Spam filter scaled back temporarily
If you've been having trouble communicating with certain instructors via e-mail lately, it may be due to a issue with the Central Michigan University servers.
The Office of Information Technology is restructuring a CMU e-mail server procedure in order to keep users secure without losing important messages.
On Thursday afternoon, OIT announced that a filtering procedure implemented on Feb. 26 to fight phishing attacks has been scaled back because too many legitimate messages were being lost.
Duane Kleinhardt, IT Communications Manager, said that software evaluates every message sent to an address on CMU's server, to determine whether that message is spam.

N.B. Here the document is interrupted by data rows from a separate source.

PR #193, opened 2020-07-23
Monoids, Monoids and some semigroups

1Jajen1:
I added some common monoids which are very useful when for interaction with any sort of monoid/semigroup based interface (foldable, reducers, etc).

I also deprecated the number types monoids because there are a lot of different monoids for numbers and by requiring a wrapper we offer a lot more control.

I also made `Endo` use `AndThen` on composition to avoid stackoverflows with it.

Lastly one addition I did not want to make but likely have to is the `Num` typeclass for the `Sum` and `Product` wrappers. I needed access to `*` and `+`, but the kotlin class `Number` does not have them. `Num` is lawless because testing its laws with anything but arbitrary precision types isn't worth it. Any ideas on how to avoid this typeclass?


1Jajen1:
This will also need doc entries and I haven't checked if ank compiles yet, but I am out of time for today :)

1Jajen1:
Oh and give me newtype like deriving, this pr is probably ~300 lines if I could exclude all trivially derivable instances...

1Jajen1:
Oh and for reference all of these conform to the ones from `Data.Semigroup` and `Data.Monoid` from haskells prelude.

https://hackage.haskell.org/package/base-4.14.0.0/docs/Data-Semigroup.html
https://hackage.haskell.org/package/base-4.14.0.0/docs/Data-Monoid.html

nomisRev:
Oh this is still open as well... 😅 Sorry @1Jajen1!

I went through all this some time ago, but need to make some time to go through it again. It looked great to me, but will review again this week!
I added tagged some other reviewers as well too.

raulraja (approved):

raulraja:
Changes look great but I wish they could be non dependent of core at least until we decide on the strategy regarding effect handlers vs typeclasses and if they can coexist or it doesn't make sense. @1Jajen1 happy to retake that conversation whenever you want ☺️

1Jajen1:
I am actually not sure about this pr as of now. These types are great if we have newtypes and typeclass inference. Otherwise they get a bit annoying to use.

The main use for this is to enrich typeclass (monoid/semigroup) apis like `Foldable`. In haskell they are also used in deriving strategies to create custom instances without writing any code for those. Newtypes, typeclass inference and deriving strategies are easily one of the most powerful combinations that haskell has to offer and unlike other more abstract haskell features this one is 100% desirable everywhere.

I am not sure this should be in core just yet, and I think postponing this until we have a definitive encoding for typeclasses, newtypes and maybe even deriving could be a better idea. That being said, if you guys think this is low enough maintenance to just add, then we could also just merge it and keep it around until it is easier to use.

nomisRev:
> low enough maintenance

&

> +2,142 −23

I am fine postponing this change 😅

raulraja:
Let's postpone then until we figure out the final public apis for the upcoming 1.x

1Jajen1:
> > low enough maintenance
> 
> &
> 
> > +2,142 −23
> 
> I am fine postponing this change

It is 99% redundant code for instances :see_no_evil: 

But yeah I agree, better wait till some better way of encoding these shows up :+1:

"Our servers use certain attributes of an e-mail when it comes in to determine if it's spam," Kleinhardt said. "If the subject line is in all-caps, that will increase the 'spam score.'"
Kleinhardt said the procedure, or "policy," in question filtered out some legitimate e-mails sent from cmich.edu accounts, but not actually sent through the server itself.
"There are instructors that use off-campus teaching tools to send e-mails to their students, and those e-mails weren't allowed to be sent," Kleinhardt said.
It also kept e-mails from being sent from a cmich.edu address through a mail client like Microsoft Outlook Express.
The procedure was written to combat "phishing" messages - e-mails that appear to be from the university that ask for personal information or account passwords to use for malicious intent.
Kleinhardt said OIT intends to put some version of the phishing protection back up after the outside server issue is addressed.
"Phishing is a scourge to the Internet," Kleinhardt said.